Nick was only one month old on his first camping trip. He slept in his baby basket in the back of the car, Reg and I in the trailer and the other three in the tent. Nick was still having four-hourly feeds all night – I would wake to the sound of his hungry cries, get out of the trailer, stumble across to the car, get in the back seat, change Nick, feed him, settle him back in his basket and then stumble back to the trailer. That year it rained every day as well as most nights and the only laundry facilities were a wood fire copper and a trough. We would go up to the laundry every morning, boil up the nappies (no disposables in those days of course) and string them round inside the tent to dry. We had friends from the Teachers’ College who also camped at the Prom and they would come round to visit and we would all sit round playing cards and telling jokes. Did we ever think of going home early because of bad weather? Never. Did we all have fun? Always.

The year Nick was two our friends Ann and Ken Reynolds stayed at the Prom in a caravan – a great luxury to our way of thinking and we were round there one morning visiting while Nick and Andrew Reynolds played chasey round the caravan. Suddenly there was a bump and a scream – Nick had tripped and cut his head on the gas tank. He was bleeding profusely and looked as though he would need stitches. We rushed him up to the store where fortunately there was a first aid person who put him back together with butterfly band aids, the first I had ever seen and they worked perfectly. Above is a beach day at the Prom, Marcus and Nick in front, Belinda, Celene and Andrew Reynolds behind them behind them and Fiona and Ann Reynolds on the left. Happy days!

Another year we had walked round to Squeaky Bay and all were playing on the beach as the water was rough that day. Reg saw a girl in the water caught in a rip and giving the distress signal with her arm straight up. Her aunt and uncle were on the beach, frantic but neither of them could swim. Reg ran into the water and swam to where the girl was but then as we watched they got carried further and further out until they disappeared around the headland of the bay. By this time the aunt and uncle were not the only ones who were frantic as I contemplated life with four young children and no Reg. However, after about ten minutes they reappeared walking over the hill at the end of the bay and Reg explained that the only way to escape the rip was to go with it. What a relief for all of us.

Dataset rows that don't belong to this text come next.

PR #464, opened 2026-04-10
Fix small stuff in delta spec.

dslmeinte:
- add clarification
- add missing item
- fix layout

### DIFF
--- a/delta/description.adoc
+++ b/delta/description.adoc
@@ -117,8 +117,7 @@ All messages containing a <<unconstrainedChunkType>>.
 A client or repository CAN decide to split up a _splittable message_ if that message would exceed the acceptable message size.
 LionWeb does not define the acceptable message size, it SHOULD be a parameter for each implementation.
 
-All _splittable messages_ MAY contain a <<splitFlagType>>.
-(If present, it’s named `split`.)
+All _splittable messages_ MAY contain a <<splitFlagType>> — typically named `split`.
 If the flag is unset or `false`, the splittable message is self-contained.
 If the flag is `true`, one or more <<continuedChunk>> messages will follow.{fn-org425}
 
--- a/delta/description.adoc
+++ b/delta/description.adoc
@@ -118,6 +118,7 @@ A client or repository CAN decide to split up a _splittable message_ if that mes
 LionWeb does not define the acceptable message size, it SHOULD be a parameter for each implementation.
 
 All _splittable messages_ MAY contain a <<splitFlagType>>.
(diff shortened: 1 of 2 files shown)


erk-dik (approved):

delta/description.adoc
```diff
@@ -118,6 +118,7 @@ A client or repository CAN decide to split up a _splittable message_ if that mes
 LionWeb does not define the acceptable message size, it SHOULD be a parameter for each implementation.
 
 All _splittable messages_ MAY contain a <<splitFlagType>>.
+(If present, it’s named `split`.)
```
enikao: I'd not mention this here -- it's _very_ prone to maintenance issues.

delta/messages.adoc
```diff
@@ -36,6 +36,7 @@ Same format as <<{m3}.adoc#identifiers, identifiers>>; must be unique per <<part
 [[unconstrainedChunkType]]SerializationChunk:: Chunk of nodes as described in <<{serialization}.adoc, serialization specification>>, but without top-level `serializationFormatVersion` and `languages`  members.
 Thus, the serialization chunk has only the top-level member `nodes`.{fn-org358}
 
+****
```
enikao: This (rendered) box now separates the kinds of chunks from the chunk itself -- why?

dslmeinte: Aren’t these kinds of chunks essentially meant as a sub (description) list of the `SerializationChunk` type?

delta/description.adoc
dslmeinte: OK, will rephrase as a recommendation.

enikao: ("maintenance" as in: We'll mess up non-local changes when editing the document.)

delta/messages.adoc
enikao: Which they are: `SerializationChunk::` (two colons) vs. `Single:::` (three colons)

dslmeinte: That syntax doesn’t render correctly/meaningfully on most of the renderers I happen to be using.

enikao: If we wanted indentation I think this would be the correct way:

image

dslmeinte: If that syntax works more reliably than the triple colon syntax, then I’m for using `+-- ... --`. I don’t think indentation is required, but without either indentation or correct rendering of `:::`, it’s unclear where the sentences “Nodes in the chunk...” and “Chunks have different constraints...” really belong.

enikao (approved):

PR #465, opened 2026-04-10
Align ID and messageKind for NoOp event with technical name from the spec.

dslmeinte:
After propagation this solves https://github.com/LionWeb-io/lionweb-integration-testing/issues/99

### DIFF
--- a/delta/delta.schema.json
+++ b/delta/delta.schema.json
@@ -3384,10 +3384,10 @@
       "minProperties": 5,
       "maxProperties": 5
     },
-    "NoOpEvent": {
+    "NoOp": {
       "properties": {
         "messageKind": {
-          "const": "NoOpEvent"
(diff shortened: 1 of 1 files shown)


enikao (approved):
I don't have a strong opinion which side (spec or schema) to align with the other.

dslmeinte:
> I don't have a strong opinion which side (spec or schema) to align with the other.

btw: What was the reason again for "`ErrorEvent`" instead of "`Error`", also as the technical name? (The reason for "`Composite{Command|Event}`" is obvious.)

enikao:
> btw: What was the reason again for "`ErrorEvent`" instead of "`Error`", also as the technical name? (The reason for "`Composite{Command|Event}`" is obvious.)

There's also an `ErrorResponse` (as in: query response).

Camping was always one of our favourite occupations and the Prom was a marvelous place to do it, very unspoiled and natural. Some nights a wombat would lumber through our campsite and every now and then someone would see a snake but nobody worried unduly about them. The tent had no floor so everything got sandy and ants were frequent visitors but we all learned to cope with a little inconvenience and had so much fun doing it.

Our daily treat was an orange or lime splice from the store at night - that was dessert - and something that we continued to do each day on our long camping trips. It was the only treat for the day so was relished by everyone. At night after everyone was in their sleeping bags I would read aloud. I can't remember what I read in the old Wilson's Prom days but I know that on our long Canadian camping trips I read the whole of the Narnia series and then the whole of the Lord of the Rings series - except that I used to skip out the battle scenes in both because I didn't like them - and the next day in the car we would recount what had happened the previous night for those who had fallen asleep before the end. The great thing about camping was that the children all learned to amuse themselves with found objects from nature and that continued in later years when we did so much camping in North America. I remember Belinda and Celene, on our first camping trip, getting two sticks each of unequal lengths and going round pretending they were a violin and a bow – chanting `Tune tune violin’ endlessly. Altogether such happy times and great forerunners to all the camping we were to do in later years.